Speaker
Francesco Rossi
(Università di Bologna)
Description
We present Jasmine, an implementation of a fully relativistic, 3D, electromagnetic Particle In Cell (PIC) code, capable of running on hybrid HPC (High Performance Computing) clusters, exploiting the computational power of both CUDA GPUs and CPUs.
The code modularity and the advanced C++ implementation allows for simple extension of the core algorithms to various simulation schemes. When porting a PIC scheme to a GPU based machine, the particle to grid operations (e.g. the evaluation of the current density) need special care to avoid memory inconsistencies. Here we present how we implemented this operation exploiting a parallel evaluation for each grid cell relying on a robust and efficient sorting and stream compaction algorithms.
Running demanding simulations on GPUs comes with the great advantage of the high processing power available on the graphic boards at the expense of the rather limited memory available per board. We have tackled the GPU memory limitation problem streaming particle chunks asynchronously from the main node memory to the GPUs. This chunking technique can also be used to hide the network transfer overhead occurring in the multi-GPU parallelization.

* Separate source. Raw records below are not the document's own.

PR #574, opened 2025-04-13
Dka36/DriversModel

Dwain-Anderson:
### Summary

Updated the `Drivers` model in preparation for the new frontend page.

**Database Schema Change – `Drivers` Table:**  
Modified from:  
`Drivers(email, firstName, lastName, phoneNumber, photoLink, startDate, availability, vehicle)`  
To:  
`Drivers(email, firstName, lastName, phoneNumber, photoLink)`


server/src/router/driver.ts
```diff
@@ -67,54 +31,13 @@ router.get('/:id/profile', validateUser('User'), (req, res) => {
...
       firstName,
       lastName,
       phoneNumber,
-      availability,
-      vehicle,
-    });
-  });
-});
-
-// Get a driver's weekly stats
```
selenaliu1, line 83: why are we deleting this?

selenaliu1 (commented):
Looks good to me overall but I'm just curious, why are we getting rid of availability? Feels like that'd be important information to have but please lmk what I'm missing

server/src/router/driver.ts
Atikpui007: Conversations with Marcia ( The CULift ) dispatcher showed that Drivers are available all the time during the work day since it is considered a 9-5 job

Atikpui007 (approved):
Mainly removal changes for the Driver so looks good 
Doesnt currently cause any crashes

We show the comparison of the performance of the code Jasmine when run on different architectures: pure CPU (Intel Xeon), GPUs (NVIDIA Fermi board) or on a hybrid HPC cluster (Intel Xeon + NVIDIA Fermi). The single particle process time is 13 ns for the 2D case and 80 ns for the 3D one, for a relativistic plasma simulation with grid staggering, double precision and quadratic shape functions, running on a NVIDIA Fermi board.